REARVIEW MIRROR
1962 FORD
F-100 STYLESIDE PICKUP
QUANTITY PRODUCED: 24,610
ORIGINAL PRICE: $2,042
CURRENT PRICE: $710 – $17,700
OLD FRIEND, NEW FLAME
THE FAMILY FORD F-100 FINDS A NEW FAMILY Matt Stone
Daniel Edward Newton and I have been friends for 50 years. We met in kindergarten in the fall of 1962. We later went to the same college, roomed together, attended who knows how many sports car races and have never had a cross word.

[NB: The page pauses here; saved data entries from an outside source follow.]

PR #2235, opened 2018-11-01
Add ability to set Cookie extension in CSRF middleware

jarreds:
Looking to add `SameSite=strict` to cookie.

This should maintain BC with existing code out in the wild.


jarreds:
Looks like this might actually have a subset of the functionality in https://github.com/http4s/http4s/pull/2228

jarreds:
I do prefer the setup in #2228. Closing this.

Issue #2206, opened 2018-10-25
Parse cookies with semicolon in the end


balatbn:
If we parse cookies using Cookie.from(req.headers), it will fail if the cookie string has a ";" in the end.

Example:
cookie: S=dfs43sdf3;visited=234435786;

It is possible that as per HTTP spec, having a ";" in the end might be invalid. However, some clients (we tested with Android clients) add a semicolon in the end automatically.

So, it be would be nice, if we can ignore ending ";" during parsing.

rossabaker:
It is [illegal](https://tools.ietf.org/html/rfc6265#page-13)

```
   cookie-header = "Cookie:" OWS cookie-string OWS
   cookie-string = cookie-pair *( ";" SP cookie-pair )
```

But I don't see a reason we couldn't relax that.  The parser is [here](https://github.com/http4s/http4s/blob/b3849cf830aa5a1bb51dd8d594e2d8edc45eaee9/core/src/main/scala/org/http4s/parser/CookieHeader.scala#L43).

PR #2237, opened 2018-11-02
Allow cookie string to have ';' at the end

bhop:
fixes: #2206


rossabaker:
This is more of an enhancement than a bugfix, and 0.18.x is on its last legs.  If someone wants it, we can merge a backport PR.  Until then, I'm merging as-is.

balatbn:
Thanks for the fix. We have temporarily "fixed" the original issue(2206) by removing ";" in our code.

We can wait until next major release.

A few months before Dan and I began terrorizing the playground at Valle Vista Elementary School, his folks bought a new 1962 Ford F-100 — a longbed half-ton with the 160-horse, 292-cid Y-block V-8 and manual everything. Dan and his fa- ther converted the original three-on- the-tree to a granny-low four-speed so the modest V-8 could tow better.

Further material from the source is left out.